REVIEW: Lamano West Village — Like Father, Like Son … Sort of

Tortilla (Image: Howard Portnoy)

If there’s one thing that cannot be said about Jorge Guzman, the driving force behind the eponymous hospitality group, it is that he is a creature of habit. In January, the Dominican native opened his first Spanish restaurant in Chelsea. The menu featured a number of variations on the small plate theme: There were pintxos (the Basque-language word for “tapas”), imported tinned items (such as mussels escabeche, and cockles with white beans and pork belly), and montaditos (little sandwiches).

The venture proved successful. So when it came time to open a spinoff, Guzman kept the name, Lamano, but the menu at the West Village installation is something of a departure from the original. Small plates remain, though now they are restricted to classic tapas (think patatas bravas, gambas al ajillo, and ham croquettes). Plus a section of the menu is given over to full-size main courses.

A family resemblance is discernible in the physical trappings, which include rustic reclaimed wood, brick wainscoting, and hi-tech lighting. On one wall is a vaguely mystical line drawing of a pair of human hands — la mano — one face-up, the other face-down.

Image: Lamano

The business of conspicuous consumption is transacted at bare-topped tables, including one high-topped refectory table straddled by stools.

If you’ve already located your appetite when you arrived, you can keep it at bay while studying the menu by ordering one or two items from the Para Picar (“nibble”) section of the menu. Here you will find toasted Marcona almonds with sea salt and mixed olives that pick up added brininess from preserved lemon.
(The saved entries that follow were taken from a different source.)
Issue #20053, opened 2024-04-05
Error : Stop sequence key name for {meta or mistral or any other mode} is not supported with AWS Bedrock


david7joy:
### Checked other resources

- [X] I added a very descriptive title to this issue.
- [X] I searched the LangChain documentation with the integrated search.
- [X] I used the GitHub search to find a similar question and didn't find it.
- [X] I am sure that this is a bug in LangChain rather than my code.
- [X] The bug is not resolved by updating to the latest stable version of LangChain (or the specific integration package).

### Example Code

I am trying to use AWS Bedrock models such as Llama / Mistral with Langchain Libraries such as SQLDatabaseToolkit. 

```
model = Bedrock(credentials_profile_name="my-profile",
                model_id="meta.llama2-70b-chat-v1",
                model_kwargs={"temperature": 0.5},
                streaming=True,
                callbacks=[StreamingStdOutCallbackHandler()])
                
db = SQLDatabase.from_uri('database url')
toolkit = SQLDatabaseToolkit(llm=model,db=db)
agent_executor = create_sql_agent(llm=model, toolkit=toolkit,verbose=True, handle_parsing_errors=True)

# Query Module 
result = agent_executor.invoke(prompt)
```

### Error Message and Stack Trace (if applicable)

This errors out with the following.
```
  File "/opt/homebrew/lib/python3.11/site-packages/langchain_community/llms/bedrock.py", line 833, in _call
    for chunk in self._stream(
  File "/opt/homebrew/lib/python3.11/site-packages/langchain_community/llms/bedrock.py", line 613, in _prepare_input_and_invoke_stream
    raise ValueError(
ValueError: Stop sequence key name for meta is not supported.
```

### Description

I have tried the same code with `OpenAI` / `Ollama Mistral/Lamma` as well as google GenAI models and they don't seem to show this error. This seems like something with the way the bedrock library works in Langchain or the bedrock service. 

Is there a workaround I can use to get this to work. 

### System Info

System Information
------------------
> OS:  Darwin
> OS Version:  Darwin Kernel Version 23.3.0: Wed Dec 20 21:30:44 PST 2023
> Python Version:  3.11.7 (main, Dec  4 2023, 18:10:11) [Clang 15.0.0 (clang-1500.1.0.2.5)]

Package Information
-------------------
> langchain_core: 0.1.40
> langchain: 0.1.14
> langchain_community: 0.0.31
> langsmith: 0.1.40
> langchain_experimental: 0.0.56
[...]

PR #20115, opened 2024-04-07
community: Fix Bedrock Mistral stop sequence request key

jonathancaevans:
- **Description:** Change Bedrock's Mistral stop sequence key mapping to "stop" rather than "stop_sequences" which is the correct key [Bedrock docs link](https://docs.aws.amazon.com/bedrock/latest/userguide/model-parameters-mistral.html) `{
    "prompt": string,
    "max_tokens" : int,
    "stop" : [string],    
    "temperature": float,
    "top_p": float,
    "top_k": int
}`
- **Issue:** #20053 
- **Dependencies:** N/A
- **Twitter handle:** N/a

### DIFF
--- a/libs/community/langchain_community/llms/bedrock.py
+++ b/libs/community/langchain_community/llms/bedrock.py
@@ -338,7 +338,7 @@ class BedrockBase(BaseModel, ABC):
         "amazon": "stopSequences",
         "ai21": "stop_sequences",
         "cohere": "stop_sequences",
-        "mistral": "stop_sequences",
+        "mistral": "stop",
     }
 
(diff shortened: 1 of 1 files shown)


t-mac81:
looking forward to this one being merged!

baskaryan (approved):
thank you @jonathancaevans! if you're interested it'd be great to make this fix in the langchain-aws package as well, which is where the currently maintained version of the LangChain Bedrock llm lives (the version in langchain-community is deprecated) https://github.com/langchain-ai/langchain-aws/blob/main/libs/aws/langchain_aws/llms/bedrock.py

cc @3coins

Don’t be misled by the listing tortilla found among the tapas. It is short for tortilla española, the famed kitchen-sink omelet of Spain, done here with potato confit, caramelized onions, and a fragrant drizzle of truffle oil.

Poached octopus with potatoes, olive oil, pimentón. (Image: Howard Portnoy)

On some nights, the house offers giant langoustines, served cold with the heads on. To get the most out of the sweet and delectable crustaceans, pick them up and suck the ambrosial “meat” out of the heads. There is marvelous poached octopus paired with crispy slices of fingerling potato and pimentón, the entirety dusted with sweet and smoky Spanish paprika.

Foie gras, amontillado, and wild berries (Image: Howard Portnoy)

An unusual offering pairs whipped foie gras and wild berries, the two elements segregated by a cool tart layer of Amontillado aspic. To help you prolong the decadent experience, tiny finger-size baguettes are served alongside.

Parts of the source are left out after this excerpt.